After his first session, Lewis’s Pilates instructor noticed a positive difference and within a few weeks he was holding a stronger position and regaining postural alignment. Furthermore, he no longer suffers from back pain.

“I wish I’d found EMS when I was in rehab, as I would have become much more independent much faster with its help,” he says. “The kit works different areas of your body at varying levels. It’s a perfectly targeted workout that should be offered to all amputees when they go into rehab to get their muscles working properly.

“I need to keep in strong physical condition for the rest of my life, ensuring my body is able to cope with everyday tasks in order to live with a degree of independence. EMS is helping me to do just that.”

Inspiring results

“When Alex told me about his upcoming challenges and the struggle he had to activate and build the muscles required to power the moon buggy, I was confident EMS training could make the difference,” says Corcoron. “The miha bodytec EMS machine is particularly effective for targeting weaker muscle groups, forcing them to contract involuntarily so I knew it was the perfect training solution for Alex.

“He brings a unique set of training challenges to our sessions and it’s been a real learning curve working together,” says Corcoron.

This September, Alex Lewis will drive his moon buggy up the highest mountain in Ethiopia to raise money for a wheelchair factory there

This September, Alex Lewis will drive his moon buggy up the highest mountain in Ethiopia to raise money for a wheelchair factory there

EMS – how does it work?

The origins of EMS training lie in rehabilitation.
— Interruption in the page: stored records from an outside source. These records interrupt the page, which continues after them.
PR #487, opened 2025-02-17
feat: add litellm to alembic and python vectorizer creation

Askir:
In the merge race when litellm and sqlalchemy/alembic was merged we forgot to regenerate the config classes, so did that now.


smoya (approved):
LGTM! 🚀🌔

PR #492, opened 2025-02-18
fix(build): use --no-project flag to uv run for build tasks

jgpruitt:
This PR addresses the bug below that we have been experiencing frequently in CI. When we use `uv run` to run tasks in CI, those tasks do NOT depend on the pgai project being installed. It seems `uv run` will install the pgai package by default since we are running `uv run` in a directory with a pyproject.toml. This PR adds the `--no-project` flag to `uv run` to avoid this behavior.

https://docs.astral.sh/uv/guides/scripts/#running-a-script-without-dependencies

image

### DIFF
--- a/projects/extension/build.py
+++ b/projects/extension/build.py
@@ -314,7 +314,11 @@ class Actions:
     def test() -> None:
         """runs the tests in the docker container"""
         subprocess.run(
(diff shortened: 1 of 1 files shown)


Askir (approved):
lets see if this helps. Still messy if that's whats needed. I think we aren't understanding this well enough rn.

PR #494, opened 2025-02-18
fix: load target column types' oids to use in binary copy cmd

jgpruitt:
We use the `COPY` command with the `BINARY` format in Vectorizer to load embeddings into the target table. To do so, we have to tell psycopg the types of the columns we are copying into. The `set_types` function can take type names or oids of types. We used type names but discovered this is incompatible with some types/domains we encountered.

This PR switches to using OIDs.

The pgai extension can continue to send types, but the vectorizer worker will ignore them. This is important as we need the worker to be backward-compatible with old extension versions. Instead, it will look up the OIDs of the types on the fly using the postgres catalog. It will do this once -- the first time it attempts to do a COPY.

I will do a follow-up PR to have the extension stop sending the type info.

https://www.psycopg.org/psycopg3/docs/api/copy.html#psycopg.Copy.set_types

This STILL does not work for EVERY type. I found that `bit(4)` did not work. psycopg loads a `bit(4)` into a Python str but will not support COPYing a str into a bit(4) via binary copy. Similarly, a `bpchar` type could not be loaded with pyscopg. To make these work, you must (possibly write) configure and register appropriate dumpers and loaders.

We need to think about how to enable the use of these types.

https://www.psycopg.org/psycopg3/docs/advanced/adapt.html

### DIFF
--- a/projects/pgai/pgai/vectorizer/vectorizer.py
+++ b/projects/pgai/pgai/vectorizer/vectorizer.py
@@ -54,11 +54,9 @@ class PkAtt:
 
     Attributes:
         attname (str): The name of the attribute (column).
-        typname (str): The type of the attribute.
     """
 
     attname: str
-    typname: str
 
 
 @dataclass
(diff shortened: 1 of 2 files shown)


cevian (approved):
I think this is a pareto improvement so approving. Would like to dig in a bit more why the other types fail though

PR #495, opened 2025-02-19
refactor(vectorizer): drop source_pk column and gen pk info dynamically

jgpruitt:
Use format_type() to get the correct rendering of the SQL data types for a vectorizer's primary key columns. This supports more types. Do not store this in the vectorizer table as it may change. Instead, generate it on the fly when needed.


jgpruitt:
see #497

PR #498, opened 2025-02-19
feat(text_to_sql): validate LLM authored sql statements by running EXPLAIN

jgpruitt:
also fixes an issue with `ai._search_semantic_catalog_obj`


projects/extension/sql/idempotent/909-text-to-sql-openai.sql
```diff
@@ -455,11 +466,40 @@ begin
...
+                                _prompt_err = concat_ws
+                                ( E'\n'
+                                , _prompt_err -- keep prior bad queries. append new ones
+                                , '<invalid-sql-statement>'
+                                , format(E'/* the following sql statement is not valid. error:\n%s\n*/', _err_msg)
+                                , _answer
+                                , '</invalid-sql-statement>'
+                                );
+                            end if;
+                        end if;
```
MasterOdin, line 495: I think we want to decrement `_max_iter` at least once when we hit a query error to allow for another iteration that hopefully the second generated query works.

MasterOdin (approved):
Changes make sense, one small comment, but can tackle in follow-up.

projects/extension/sql/idempotent/909-text-to-sql-openai.sql
jgpruitt: oops. that's a bug.

MasterOdin: Hah, I missed the bug you fixed (that the return would happen even on error), but I was meaning that let's say `_max_iter = 3`, then on the third iteration of the loop (`__iter_remaining = 0`), when we hit the continue and go back up to the top, then we'll exit the while loop and return `null`. I think that we should allow the LLM one final iteration to get it right and still force it to return _something_.

jgpruitt: ahhh! yes. okay. I'll put that in my next PR

PR #504, opened 2025-02-21
feat(text_to_sql): rank objs by relevancy and include obj name list i…

jgpruitt:
- adds a `usage` column to the `ai.semantic_catalog_obj` which gets incremented each time the obj is referenced in a text-to-sql result
- adds a list of N object names to the prompt ordered by relevancy rank desc
- include sample data by default when a table/view is described in the prompt
- render descriptions as SQL COMMENTs
- update the anthropic implementation of text-to-sql to be on par with openai


MasterOdin (approved):
I don't really like calling the column `relevancy_rank` as I feel like we're conflating what "relevancy" means as we also have the relevancy search for database objects / queries, which is different.

I'd maybe just call it "usage" or something? :shrug:

PR #507, opened 2025-02-24
build(extension): remove tmp dir before cloning into it

jgpruitt:
If you install and then uninstall and then try to install again (which I do during development), the second install will fail. We should delete the dir (if exists) we are cloning into before cloning into it.

image

### DIFF
--- a/projects/extension/build.py
+++ b/projects/extension/build.py
@@ -134,6 +134,7 @@ class Actions:
             if version_target_dir.exists():
                 continue
             tmp_dir = Path(tempfile.gettempdir()).joinpath("pgai", version)
+            shutil.rmtree(tmp_dir, ignore_errors=True)
             tmp_dir.mkdir(parents=True, exist_ok=True)
             branch = git_tag(version)
             subprocess.run(


MasterOdin (approved):

JamesGuthrie (commented):
We already have `shutil.rmtree(tmp_dir)` on line 156, suggesting that we should (in addition to this change) wrap the subsequent steps in a `try ... finally`:

```python3
        try:
            branch = git_tag(version)
            subprocess.run(
                f"git clone https://github.com/timescale/pgai.git --branch {branch} {tmp_dir}",
                shell=True,
                check=True,
                env=os.environ,
            )
            tmp_src_dir = tmp_dir.joinpath("projects", "extension").resolve()
            bin = "pip3" if shutil.which("uv") is None else "uv pip"
            cmd = f'{bin} install -v --compile --target "{version_target_dir}" "{tmp_src_dir}"'
            subprocess.run(
                cmd,
                check=True,
                shell=True,
                env=os.environ,
                cwd=str(tmp_src_dir),
            )
        finally:
            shutil.rmtree(tmp_dir)
```

PR #512, opened 2025-02-25
ci: check markdown links

smoya:


jgpruitt (approved):
If this works, it would be nice to add this to the dev docker images and add a `just` command for it. That way we can catch it during development.

https://github.com/lycheeverse/lychee

PR #514, opened 2025-02-26
feat: mount the whole repo in the pgai-ext container and add ai.version()

jgpruitt:
We want to add a way to get the git commit hash of the extension's build from a SQL function. To do this, the `.git` directory must be inside the dev container. With this PR, we now mount the whole repo into the extension dev container. This lets us access git information during the build process.

Additionally, this allows us to access the `examples` directory from the dev container, which is helpful in testing the examples (especially the text-to-sql one).

I moved the `.venv` python virtual environment to `/py/.venv` inside the dev container. This is NOT mounted to the host. Thus, the `.venv` inside the container and the `.venv` on the host cannot possibly clash.


projects/extension/Dockerfile
```diff
@@ -65,10 +66,9 @@ USER root
...
 
-WORKDIR /pgai
+## install only our python dependencies
+COPY pyproject.toml uv.lock /py/
+RUN uv sync --directory /py --no-install-project --frozen
+ENV PATH="/py/.venv/bin:$PATH"
 
-## install our test python dependencies
-COPY pyproject.toml uv.lock requirements-lock.txt build.py /pgai
-COPY ai /pgai/ai
```
MasterOdin, line 72: Don't we still want to copy in all of the other files of `ai`?

.github/workflows/ci.yml
```diff
@@ -46,22 +46,28 @@ jobs:
         run: just ext docker-run
 
       - name: Build
-        run: docker exec pgai-ext just build
+        run: docker exec 
+          -w /pgai/projects/extension
```
MasterOdin, line 50: Specifying `-w` for all usages feels like a mistake?

projects/extension/Dockerfile
jgpruitt: nah. The code in the ai module gets installed in `/usr/local/lib/pgai/<version>/ai`

Actually, I *think* all we need here are the dev/test dependencies.

.github/workflows/ci.yml
jgpruitt: yeah, i'm not sure it's necessary. I'm being paranoid.

projects/extension/Dockerfile
jgpruitt: yeah. all we need are the dependencies from the dev group

.github/workflows/ci.yml
jgpruitt: yep, now that i set the workdir in the dockerfile, it should work without this noise

.github/workflows/ci.yml
```diff
@@ -122,4 +124,5 @@ jobs:
       - name: CI pipeline. Install dependencies, run linters and formatters, execute tests and build the project", 
         run: just pgai ci
         env:
-          OPENAI_API_KEY: ${{ secrets.OPENAI_API_KEY }}
\ No newline at end of file
+          OPENAI_API_KEY: ${{ secrets.OPENAI_API_KEY }}
+          GITHUB_SHA: ${{ github.sha }}
```
adolsalamanca, line 128: nit, missing end of file new line

projects/extension/DEVELOPMENT.md
```diff
@@ -37,13 +37,14 @@ To make changes to pgai:
...
+2. Run the container:
    ```bash
    just ext docker-run
    ```
-   The `projects/extension` directory is mounted to `/pgai` in the running container.
+   The root of the repo directory is mounted to `/pgai` in the running container.
+   The working directory is at `/pgai/projects/extension`.
 
-1. Work inside the container:
+4. Work inside the container:
```
adolsalamanca, line 47: nit, we have skipped the number 3 here, and the same with the subsequent points too, all of them are +1 what they should be.

projects/pgai/justfile
```diff
@@ -33,7 +33,7 @@ uninstall:
 
 # Run pytest test suite
 test:
-	@uv run --no-project pytest
+	@uv run --no-project pytest -s
```
adolsalamanca, line 36: Is this intentional?

adolsalamanca (commented):
left a few comments

.github/workflows/ci.yml
jgpruitt: fixed

projects/extension/DEVELOPMENT.md
jgpruitt: fixed

projects/pgai/justfile
jgpruitt: it was for debugging, but i've removed.

adolsalamanca (approved):
neat

PR #518, opened 2025-02-27
ci: allow forks to use secrets under aproval

smoya:


.github/workflows/ci.yml
```diff
@@ -13,7 +13,16 @@ concurrency:
   cancel-in-progress: true
 
 jobs:
+  authorize:
+    environment:
+      ${{ github.event_name == 'pull_request_target' &&
+      github.event.pull_request.head.repo.full_name != github.repository &&
+      'external-contributors' || 'internal-contributors' }}
```
adolsalamanca, line 20:
```suggestion
      'external-contributors'}}
```

adolsalamanca (commented):
This might be needed not to require approval for internal contributors requiring CI runs

.github/workflows/ci.yml
smoya: Nope, that shouldn't be the cause because that environment doesn't require so.
CleanShot 2025-02-27 at 12 29 40

adolsalamanca (approved):

cevian (approved):

PR #522, opened 2025-02-27
build: ensure temp dir deleted regardless of errors in install_prior_py

jgpruitt:
addresses @JamesGuthrie comment: https://github.com/timescale/pgai/pull/507#pullrequestreview-2637546410

### DIFF
--- a/projects/extension/build.py
+++ b/projects/extension/build.py
@@ -128,32 +128,32 @@ class Actions:
     def install_prior_py() -> None:
         """installs the extension's python package for prior versions"""
         for version in prior_versions():
-            if os.sep in version:
-                fatal(f"'{os.sep}' in version {version}. this is not supported")
             version_target_dir = python_install_dir().joinpath(version)
             if version_target_dir.exists():
                 continue
             tmp_dir = Path(tempfile.gettempdir()).joinpath("pgai", version)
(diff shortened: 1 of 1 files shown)


projects/extension/build.py
```diff
@@ -128,32 +128,32 @@ def install_sql(version: str | None = None) -> None:
     def install_prior_py() -> None:
         """installs the extension's python package for prior versions"""
         for version in prior_versions():
-            if os.sep in version:
-                fatal(f"'{os.sep}' in version {version}. this is not supported")
             version_target_dir = python_install_dir().joinpath(version)
             if version_target_dir.exists():
                 continue
             tmp_dir = Path(tempfile.gettempdir()).joinpath("pgai", version)
             shutil.rmtree(tmp_dir, ignore_errors=True)
```
MasterOdin, line 135: I think part of his suggestion was that we don't then need this line as the `finally` below will take care of it, and that the only way this folder should exist is if you created the folder manually.

JamesGuthrie (approved):

projects/extension/build.py
jgpruitt: yeah, we *shouldn't need it, but it doesn't hurt to have it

EMS works by helping users to activate their agonist and antagonist muscles at the same time, making it a form of functional training that focuses on working multiple muscle groups.

It allows individuals to reach and strengthen deep seated muscle groups that are usually hard to target, resulting in higher recruitment of muscle fibres without any additional load on the joints through weights.

Workouts are scientifically proven to engage up to 98 per cent of muscles compared to the usual 60 per cent individuals would normally be able to target in the gym. Consequently, it’s being more widely used as a training method for improving strength; training elderly people, weight-loss and rehabilitation – especially for those with ongoing back injuries.